Linear Transformation
\[s = T(r) = ar + b\]Segmental Linear Transformation
\[s = T(r) = \begin{cases} a_1 r + b_1, & \text{if } r < r_1 \\ a_2 r + b_2, & \text{if } r_1 \leq r < r_2 \\ a_3 r + b_3, & \text{if } r_2 \leq r < r_3 \\ \vdots \\ a_n r + b_n, & \text{if } r_{n-1} \leq r < r_n \\ a_{n+1} r + b_{n+1}, & \text{if } r \geq r_n \end{cases}\]Nonlinear Transformation
Log Transformation
\[s = T(r) = c \log(1 + r)\]
Power-Law (Gamma) Transformation
\[s = T(r) = cr^{\gamma}\]
Grayscale Threshold Transformation
\[s = T(r) = \begin{cases} 0, & \text{if } r < T \\ 255, & \text{if } r \geq T \end{cases}\]Histogram Equalization
Let \(r\) be a continuous variable limited to the range \([0, L-1]\), where \(L\) is the number of gray levels. The probability density function (PDF) of \(r\) is \(p_r(r)\), and the cumulative distribution function (CDF) of \(r\) is \(P_r(r)\). The PDF and CDF are defined as follows:
\[\begin{aligned} P_r(r) &= \int_{-\infty}^{r} p_r(w) dw\\ &= \int_{0}^{r} p_r(w) dw\\ \end{aligned}\]Now let \(s=(L-1)P_r(r)\) is a transformation function, \(s\) is limited to the range \([0, L-1]\), and the PDF of \(s\) is \(p_s(s)\). We can derive the PDF of \(s\) as follows:
\[p_s(s) = \frac{dP_s(s)}{ds} = \frac{dP_r(r)}{dr} \frac{dr}{ds} = p_r(r) \frac{dr}{ds}\]Then PDF of \(s\) can be expressed as follows:
\[\begin{aligned} \frac{ds}{dr} &= \frac{d}{dr} (L-1)P_r(r)\\ &= (L-1) \frac{dP_r(r)}{dr}\\ &= (L-1) p_r(r)\\ p_s(s) &= p_r(r) \frac{dr}{ds}\\ &= p_r(r) \frac{1}{\frac{ds}{dr}}\\ &= p_r(r) \frac{1}{(L-1) p_r(r)}\\ &= \frac{1}{L-1} \end{aligned}\]So the PDF of \(s\) is a uniform distribution. If we extend the case to discrete variables:
\[\begin{aligned} p_r(r) &= \frac{n_r}{MN}\\ P_r(r) &= \sum_{j=0}^{r} p_r(j)\\ s &= (L-1)P_r(r)\\ &= (L-1) \sum_{j=0}^{r} p_r(j)\\ &= (L-1) \sum_{j=0}^{r} \frac{n_j}{MN}\\ &= \frac{L-1}{MN} \sum_{j=0}^{r} n_j\\ \end{aligned}\]Since \(s\) must be an integer, we can round \(s\) to the nearest integer:
\[s = \left\lfloor \frac{L-1}{MN} \sum_{j=0}^{r} n_j + \frac{1}{2} \right\rfloor\]Let \(L=8\), \(M=N=64\), we can get a 3-bit image distribution.

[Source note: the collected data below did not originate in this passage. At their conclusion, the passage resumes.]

Issue #51, opened 2017-01-04
recipes with no tests should automatically fail


daler:
xref: https://github.com/bioconda/bioconda-recipes/issues/124#issuecomment-270265869

daler:
closed via https://github.com/bioconda/bioconda-utils/pull/57

Issue #50, opened 2017-01-04
cross-reference conda-forge and bioconda channels


daler:
Need a good mechanism for detecting whether a package on bioconda has been replaced by one on conda-forge and can therefore be moved to a `recipes-deprecated` subdir.

xref https://github.com/bioconda/bioconda-recipes/issues/2796

daler:
#57 works at a package/version level to flag recipes as duplicated across channels. While we can dig deeper into dependencies and environments, it may be best to keep it at this level and rely on manually reading recipes to decide on whether to deprecate.

Issue #23, opened 2016-10-09
linters


daler:
Need linters for existing recipes to flag easily-identified issues.

For example, if gcc is a dependency, then llvm should be a dependency for osx and libgcc should be a run dependency.

I'm picturing this as a module of functions that each take a recipe and check for a discrete issue, returning a list of issues identified. Adding new functionality to the linter would be a matter of just adding a new function.

daler:
List of linter functions to add, please edit and add more:

- hash must exist
- license flagged if not in controlled vocabulary list of licenses

bgruening:
@daler here are a few ideas: https://github.com/bioconda/bioconda-recipes/issues/1860

daler:
thanks, was just looking for that issue :)

peterjc:
Another suggestion:

* Check valid formatting for dependency versions

e.g. preempt ``conda.exceptions.CondaRuntimeError: Runtime error: Invalid version spec: >=`` from ``libgd >= 2.2`` rather than ``libgd >=2.2`` on https://github.com/bioconda/bioconda-recipes/pull/4655

epruesse:
Closed as all but the "license flagged if not in controlled vocabulary list of licenses" lint now exist.

PR #57, opened 2017-01-13
Linting

daler:
This PR adds a linter for doing QC on bioconda recipes and a system for easily adding new kinds of QC checks.

There was previously some discussion about using the conda-forge linter, but after looking at that I realized we have different needs. So I went back to the drawing board. The output of this is a TSV that can filtered, summarized, tabluated, etc for QC issues. See [this gist](https://gist.github.com/daler/332499b79eeb7ac5df2bcd258f673000) for an example report run on all existing recipes, which was generated by:

```bash
bioconda-utils lint recipes config.yml --packages "*"  | awk '{if ($2!="already_in_bioconda") print $0}' 
```

After a few iterations, I think the architecture is now pretty simple. Adding new things to check is very straightforward -- see `lint_functions.py`.

There's some room for improvement on the output format. I'm not sure the `info` field, and the further expansion of it into extra columns, is needed. I had initially used that for listing which other channels a package is found in. But after adding more checks, that one ended up being the only check that needed extra info.

However I think this is already a useful tool for inspecting existing recipes, and can also be run on new recipes to check for issues. That can be done manually (maybe using `simulate-travis.py`), or automatically in the travis build or as a github bot.

Hopefully this will help reduce workload on checking and correcting incoming PRs. Actually, given Bjoern's activity in monitoring PRs maybe we should call the linter `bjoern-o-matic` or even `what-would-bjoern-say.py` . . .

cc @bioconda/core; xrefs:
- #51
- #50 
- #23 
- bioconda/bioconda-recipes#1860
- https://github.com/bioconda/bioconda-recipes/issues/3417
- and probably some others I'm missing.


johanneskoester:
Great work!! I'd vote for putting this into the travis builds (before building), and let them fail if something is wrong.

bgruening:
Yeah, awesome work. Fail early and fail often ;)
@daler I curious have you looked at the anaconda-linter or the conda-forge linting? Is this somehow compatible?

bioconda_utils/lint_functions.py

| \(r\) | \(n_r\) | \(p_r(r)\) | \(P_r(r)\) | \(T(r)\) | \(s\) |
|---|---|---|---|---|---|
| 0 | 500 | 0.1221 | 0.1221 | 0.8545 | 1 |
| 1 | 200 | 0.0488 | 0.1709 | 1.1963 | 1 |
| 2 | 256 | 0.0625 | 0.2334 | 1.6338 | 2 |
| 3 | 384 | 0.0938 | 0.3272 | 2.2904 | 2 |
| 4 | 512 | 0.1250 | 0.4522 | 3.1654 | 3 |
| 5 | 640 | 0.1563 | 0.6085 | 4.2595 | 4 |
| 6 | 768 | 0.1875 | 0.7960 | 5.5720 | 6 |
| 7 | 836 | 0.2041 | 1.0000 | 7.0000 | 7 |
Histogram Matching
Histogram matching is a method to match the histogram of an input image to the histogram of a reference image where histogram equalization is applied. Let \(r\) be the input and \(z\) be the output, the PDF of \(z\) is already known.
\[s = T(r) = (L-1)\int_{0}^{r} p_r(w) dw\]The CDF of \(z\) is expected to be the same as the CDF of \(r\):
\[G(z) = (L-1)\int_{0}^{z} p_z(w) dw = s\]Since we got the relation between \(z\) and \(s\). we can derive the transformation function \(z = G^{-1}(s)\).
\[z = G^{-1}(T(r)) = G^{-1}(s)\]If we extend the case to discrete variables, all we need to do is to find the histogram equalization transformation function of the input image and the reference image, and then find the mapping between the two transformation functions \(s\) and \(G(z)\), then we can get the transformation from \(r\) to \(z\). The goal of histogram matching is to transform \(r\) to \(z\) as close as possible.